Continental-scale patterns in modern wood cellulose δ18O: Implications for interpreting paleo-wood cellulose δ18O

The isotopic composition of ancient wood may be a useful archive of some climatic or geochemical conditions of the past, but presently there are many uncertainties that constrain such interpretations. We sampled naturally growing, predominantly native trees in forested regions of North America and the Caribbean to evaluate the strength of the relationships among cellulose δ18O (δ18Ocel), relative humidity (RH), precipitation δ18O (δ18Oppt), and mean annual temperature (MAT) at the continental scale, and the general range of variability in δ18Ocel associated with site hydrologic conditions and species differences.

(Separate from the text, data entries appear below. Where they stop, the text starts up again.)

PR #104, opened 2023-09-23
Provide APIs to user and support correlationContext

Alipebt:
# Add
- Provide APIs to users
- support get/set correlation context value
- Add documents related these APIs.
- Add tests for toolkit
- Add the `toolkit` option in config.
Due to the interception of packages by skywalking-go, it defaults to fetching them remotely (using `go mod tidy`). However, during testing, `toolkit` only exists locally, so `go mod tidy` will be unable to fetch the remote package for `toolkit`. Therefore, I added a `toolkit` field in the config file. If this field is determined to be true, the package path will be changed to the local one using `replace`, avoiding the download and error reported by `go mod tidy`.

realted to apache/skywalking#11333

PR #150, opened 2023-11-15
Fix wrong plugin structure

lujiajing1126:
In https://github.com/apache/skywalking-go/pull/104, trace related APIs are introduced for developers.

But the plugin strucuture is not correct, this leads to empty version in the `VersionChecker`

```go
func (i *Instrument) VersionChecker(version string) bool {
        // the version is always empty
	return true
}
```

Besides, in order to make E2E work in PR #104, the result of version parser is ignored. This make toolkit APIs work by change. So even if we use an official release, e.g. `github.com/apache/skywalking-go v0.3.0`. The version is empty.

So in this PR, 

1. Revert error handling after version parse, and tolerate specific error 
2. Change plugin dir for trace-activation plugin


tools/go-agent/instrument/plugins/instrument.go
```diff
@@ -107,9 +108,8 @@ func (i *Instrument) CouldHandle(opts *api.CompileOptions) bool {
 		// check the version of the framework could handler
 		version, err := i.tryToFindThePluginVersion(opts, ins)
 		if err != nil {
-			// Local package (e.g. replaced toolkit) does not have version.
-			// So when the version is not detected, we should not skip it.
-			logrus.Warnf("the plugin %s %s", ins.Name(), err)
+			logrus.Warnf("ignore the plugin %s, because %s", ins.Name(), err)
+			continue
```
mrproliu, line 112: I remember this is used to handle the check for missing version information when `replacing` in `go.mod`, @Alipebt could you help to re-check?

lujiajing1126: > I remember this is used to handle the check for missing version information when `replacing` in `go.mod`, @Alipebt could you help to re-check?

I found the solution is not correct. Let me find another way

lujiajing1126: If we skip all args in the loop, shall we return an error?

mrproliu: I think a warm log is enough, an error will let the compile phase failure.

lujiajing1126: > I think a warm log is enough, an error will let the compile phase failure.

image

I meant here. The only possbility to reach here is no go sources.

mrproliu: No, we don't need to add the error here. If there is no go file, then it will not have any enhancements. If an error is returned here, it will cause useless error log output in the upper layer.

mrproliu (approved):

PR #153, opened 2023-11-29
fix: limit the bytes of redis args

rfyiamcool:
### summary

limit the bytes of redis args.

### DIFF
--- a/docs/en/agent/plugin-configurations.md
+++ b/docs/en/agent/plugin-configurations.md
@@ -4,6 +4,6 @@
 |--------------------------------|-------------------------------------------------------|---------------|----------------------------------------------------------------|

We found up to 4‰ differences among different species growing at the same site, that conifer cellulose at a site is more enriched than angiosperm cellulose by 1.5‰ (p < 0.001), and that differences in landscape position, reflecting differing access to the water table, produced differences of <1‰ in δ18Ocel. At the continental scale, δ18Ocel was strongly influenced by modeled δ18Oppt (R2 = 0.80, p < 0.001). Average summer minimum RH (RHmin) combined with δ18Oppt explained more of the variability (R2 = 0.93, p < 0.001) in δ18Ocel across North American and Caribbean forests. MAT and δ18Ocel were also strongly correlated across North America (R = 0.91 and 0.95, p < 0.001, for angiosperms and conifers, respectively). The difference between δ18Oppt and δ18Ocel is not constant (varying from 35-44‰) and is inversely correlated with δ18Oppt. The relationships among δ18Oppt, RHmin, δ18Ocel, and MAT established for North America and the Caribbean applied reasonably well when δ18Ocel was used to estimate MAT and δ18Oppt in Asia, Europe, and South America, but there were important exceptions. The most accurate predictions of MAT and δ18Oppt from δ18Ocel require RHmin. Predictions of δ18Oppt and MAT made from δ18Ocel alone produced errors of up to 8‰ and 16 °C, respectively.